I like brighter colors than natural ingredients. I plan to go to an International Food Store to look for spices, their prices are dirt cheap. Nothing over $5 for lb of spices, except Saffron, they keep that behind the counter. So try that if there is one near you. (Indian stores are best)


----------



## MF-Alpines (Mar 29, 2010)

Yes, Dorit, you are right. You will not get bright colors using natural colorants. They tend to be muted, but can still be very pretty. It just depends on how/where/what you want to do from a business/marketing aspect.


----------



## LynninTX (Oct 25, 2007)

I'll try to get it on my site Sunday... but I use an Ultramarine Blue from Peaks that stays blue. Oh wait I think it is in my peppermint... on my blog.

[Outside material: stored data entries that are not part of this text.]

PR #333, opened 2025-09-30
adding release notes for v1.0.0

bmaranville:


pkienzle (approved):

bmaranville:
These notes were used in the github release - I don't know if we want to keep them in the git tree as well.  As-is, this is just another markdown file in the repo, but if we keep it then we might want to include it in the sphinx docs.

bmaranville:
@pkienzle that seems reasonable - but only if we can use markdown for the changelog, so we can cut and paste back and forth between release notes on github and the changelog.  Does that sound ok?

PR #345, opened 2025-11-13
compensate for missing background and intensity values from API

bmaranville:
Currently the display of reflectivity for new models from SimpleModelBuilder is broken, because of a missing intensity and background parameter (since some recent changes enhancing the display when those parameters are included in the model)

This PR changes the logic in the reflectivity panel, adding a default value for intensity (1.0) and background (0.0) if none is provided by the model.


bmaranville:
Since this is broken in the current release of refl1d, I think it would be good to fix and then make a new release soon!

bmaranville:
...marginally better to add it to builder logic, but definitely much more complex of a fix.

EDIT: ok, now I'm actually stumped, because looking at the SImpleBuilder code it _does_ attach an intensity and background, or at least it tries to.  Some more investigation is probably warranted.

It is swirled here... in Purely Peppermint, but in my Moonlight Serenade it is all blue with a darker blue swirl... I have the picture just had no time to load today.


----------



## Dorit (Apr 20, 2011)

Lynn, that is a lovely soap, the blue is so nice.
Jennifer, I love the micas but they are so expensive and don't go far. The blues have turned some form of green, but that may be because my soap is sort of yellow (dont know if its my temps or the goat milk or the scents) I love the gold its like glitter, the peach turns orange. When first out of the pot the colors dont look as nice as they do after they set up. I may just put bright colors on hold until I learn to get my soap right. I really hate messing with fragrances, I'm into colors, but I know that the first thing EVERYONE does is hold it up to their noses. So I am testing many to settle on 5 that work well.
BTW I found a site that tells how to use natural herbs and spices and clays so they dont come out scratchy, mix them into the lye water and filter through a coffee filter. Its suppposed to leach out the good stuff and burn off the hard remains.


----------



## LynninTX (Oct 25, 2007)

That soap is peppermint eo and a bit over 50% goats milk just for perspective... 

I love the micas too, but 2 of my favorites are gone.  So I am revamping a bit. 

You're right... of your soap is coming out really yellow that will affect the colors...


----------



## Dorit (Apr 20, 2011)

I unmolded the soap that I made with micas on top and bottom, not what I planned for but never the less nice.


----------



## MF-Alpines (Mar 29, 2010)

Dorit said:


> I unmolded the soap that I made with micas on top and bottom, not what I planned for but never the less nice.


Great. And the pic?


----------



## Dorit (Apr 20, 2011)

can't figure out how to upload pic, but its on page 2 of my web site, doritpittman.com The site is a work in progress so there are few descriptions and not sure if text will remain....


----------